PR #172, opened 2016-01-11
Update changelog and version

prashantv:


akshayjshah:
:+1: for the changelog updates.

Can we discuss the version-number-in-code approach? If we need to update that with every diff, this is really going to be a pain.

prashantv:
As discussed offline, keeping it a string for now.

PR #173, opened 2016-01-11
WIP: early share work towards experimental streaming support

jcorbin:
Much stil TODO:
- [ ] break out and regression test the partial read fix to fragmentingReader
- [ ] break out and finish the new ErrorHandlerFunc convenience
- [ ] refactor the `withArg2`/`withArg23` helpers added in client.go to be instead
      methods on `tchannel.OutboundCallResponse`
- [ ] refactor the `withArg2`/`withArg23` helpers added in server.go to be instead
      methods on `tchannel.InboundCall`
- [ ] implement response coalescing under the server watch handler
- [ ] implement error/cancellation support in the server watch handler
- [ ] implement finer grained streaming timeout support: the context timeout
  should apply to only the first frame of a stream, with a separate longer
  timeout for the lifetime of the entire streamed request and/or response
  expressed as a request header (and then maybe modified by the initial
  response frame?)

cc @prashantv @nomis52

### DIFF
--- a/arguments.go
+++ b/arguments.go
@@ -143,3 +143,50 @@ func (w ArgWriteHelper) WriteJSON(data interface{}) error {
 		return e.Encode(data)
 	})
 }
+
+type ArgReaderProvider interface {
+	Arg2Reader() (ArgReader, error)
+	Arg3Reader() (ArgReader, error)
+}
+
+// withArg2 calls the provided function with all of arg2 as a byte buffer and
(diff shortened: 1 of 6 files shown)


prashantv:
Closing stale PR against master, filed #466 to fix this issue (and have a branch with a slightly different fix). However, since it doesn't affect any users it's not a high priority issue right now.

PR #174, opened 2016-01-12
Expose thrift.{Read,Write}Struct 

prashantv:
Expose thrift struct reading and writing so callers can read and write Thrift structs as encoded by TChannel without using thrift.Client.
========================
— WORK INSTRUCTION —
Only the lines above, from the first through the one holding "- [ ] break out and finish", are to be output, and they must be copied exactly.

— EXPECTED ANSWER —
PR #172, opened 2016-01-11
Update changelog and version

prashantv:


akshayjshah:
:+1: for the changelog updates.

Can we discuss the version-number-in-code approach? If we need to update that with every diff, this is really going to be a pain.

prashantv:
As discussed offline, keeping it a string for now.

PR #173, opened 2016-01-11
WIP: early share work towards experimental streaming support

jcorbin:
Much stil TODO:
- [ ] break out and regression test the partial read fix to fragmentingReader
- [ ] break out and finish the new ErrorHandlerFunc convenience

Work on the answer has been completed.